PR #1017, opened 2023-11-23
Prepare for release 2.1

gkokolatos:
* Add CHANGELOG entry for the release
* Update version number throughout
* Update vendored source dependency for parson
* Update vendored Postgres sources snprintf, strerror


gkokolatos:
There is a consistent test failure. It needs a bit more work I suspect.

dimitri:
I think it's the monitor extension scripts that need updating, including the https://github.com/hapostgres/pg_auto_failover/blob/main/src/monitor/pgautofailover--2.0--dummy.sql that should be 2.1--dummy now for the tests to pass. Another way to do it would be to release version 2.0.1 where the monitor extension is still 2.0 and didn't change.

gkokolatos:
> I think it's the monitor extension scripts that need updating, including the https://github.com/hapostgres/pg_auto_failover/blob/main/src/monitor/pgautofailover--2.0--dummy.sql that should be 2.1--dummy now for the tests to pass. Another way to do it would be to release version 2.0.1 where the monitor extension is still 2.0 and didn't change.

You are, of course, correct. I force pushed an update with the related test version fixes. I did keep the version number at 2.1 but I will happily change it to 2.0.1 if that is preferred.

dimitri (changes requested):
I think we should also edit the version string of `pg_autoctl --version` so that we list Postgres 16 compat there. Maybe remove Postgres 10 from the list also? It so happens that we're still compatible, but I don't want to make promises that we will continue to ensure that now.

gkokolatos:
> I think we should also edit the version string of `pg_autoctl --version` so that we list Postgres 16 compat there. Maybe remove Postgres 10 from the list also? It so happens that we're still compatible, but I don't want to make promises that we will continue to ensure that now.

Happy to do, however in my environment (TM) I am getting:
```bash
 $ pg_autoctl --version
pg_autoctl version 2.0.26.gf9f4bc5.dirty
pg_autoctl extension version 2.1
compiled with PostgreSQL 16.1 on x86_64-pc-linux-gnu, compiled by gcc (Ubuntu 11.4.0-1ubuntu1~22.04) 11.4.0, 64-bit
compatible with Postgres 11, 12, 13, 14, 15, and 16
```

What am I missing?

dimitri:
> What am I missing?

You? nothing it seems ;-) Me... just what you showed. Thanks!

dimitri (approved):

dimitri:
We usually Squash and merge in this project, and then delete the work branch altogether. Please consider merging that way from the GitHub UI before going on to tag and publish the release! cheers

gkokolatos:
> We usually Squash and merge in this project, and then delete the work branch altogether. Please consider merging that way from the GitHub UI before going on to tag and publish the release! cheers

Excellent, will do exactly that

PR #1019, opened 2023-12-06
Add 2.0 -> 2.1 sql file to fix update path

### LINKED ISSUE #1018: Upgrade to 2.1 fails: extension "pgautofailover" has no update path from version "2.0" to version "2.1"
Today on our Ubuntu-based cluster, we installed updates via apt and our cluster broke.

Logs on the monitor node said
```
Dec 06 10:19:07 monitor01 pg_autoctl[67687]: 10:19:07 67687 ERROR Error 22023 while running Postgres query: ALTER EXTENSION "pgautofailover" UPDATE TO "2.1":
Dec 06 10:19:07 monitor01 pg_autoctl[67687]: 10:19:07 67687 ERROR ERROR:  extension "pgautofailover" has no update path from version "2.0" to version "2.1"
```

A bit of research told me that postgresql extension updates require an sql file with the filename `<extension>--<old version>--<new version>.sql`.

I've looked in the repo and found them [here](https://github.com/hapostgres/pg_auto_failover/tree/main/src/monitor), but a file for 2.0 to 2.1 is indeed missing. Instead there's "2.0 to dummy" at https://github.com/hapostgres/pg_auto_failover/blob/main/src/monitor/pgautofailover--2.1--dummy.sql.

I've looked at the update sql file for 1.6 to 2.0 which didn't contain anything except comments, so I've copied it and named it appropriately:
```
$ cd /usr/share/postgresql/14/extension
/usr/share/postgresql/14/extension$ cp pgautofailover--1.6--2.0.sql pgautofailover--2.0--2.1.sql
```
Now the cluster was able to start again. I just don't know if the actual upgrade file would have had important instructions that we have not applied.

Akkowicz:
Fixes #1018 

It looks like it was missed during release process.
It looks like there are no changes required to be made in sql update files.

### DIFF
--- a/src/monitor/pgautofailover--2.0--2.1.sql
+++ b/src/monitor/pgautofailover--2.0--2.1.sql
@@ -1,0 +1,7 @@
+--
+-- extension update file from 2.0 to 2.1
+--
+-- complain if script is sourced in psql, rather than via CREATE EXTENSION
+\echo Use "CREATE EXTENSION pgautofailover" to load this file. \quit
+
+-- no changes, just the version number


dimitri:
The problem is that release 2.1 has shipped already, we can't change it. 

What needs to happen is that we include this fix in the next release of course, but the next release is going to be v2.1.1. So we need to add the release prep for that release version string, with the CHANGELOG edits, debian control edits, version string in the code, etc etc, all the jazz. And then build new packages, publish them. 

So the proper fix for that problem is a whole new release. Ping @gkokolatos in case you want to be involved?

porsager:
Are there any plans for a new release that solves this?

dimitri (approved):
LGTM

porsager:
Very useful indeed! pg_auto_failover has been chugging along for us for several years now — enjoying the stability so much! 

I unfortunately know all to well how it is not being able to find the time we'd like for our passion projects.. I would love to help out any way I could, but I'm unfortunately a bit in the same situation as you with my own project Postgres.js.. Perhaps some day🤞

dimitri:
Fixed in #1069, see also https://github.com/hapostgres/pg_auto_failover/releases/tag/v2.2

How to complete this task = Find the word "delete" in the entries, and copy every line it shows up in.

Final answer =
We usually Squash and merge in this project, and then delete the work branch altogether. Please consider merging that way from the GitHub UI before going on to tag and publish the release! cheers
> We usually Squash and merge in this project, and then delete the work branch altogether. Please consider merging that way from the GitHub UI before going on to tag and publish the release! cheers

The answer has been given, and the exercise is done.